BEGIN Supplied material

PR #366, opened 2023-02-27
Value Object comparison operations

psfpro:
Improvements for working with Value Object comporation. Value Object not necessarily being the same object for being equal.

END Supplied material

= The task =
The material must be reproduced word for word.

= Solution to the problem =
PR #366, opened 2023-02-27
Value Object comparison operations

psfpro:
Improvements for working with Value Object comporation. Value Object not necessarily being the same object for being equal.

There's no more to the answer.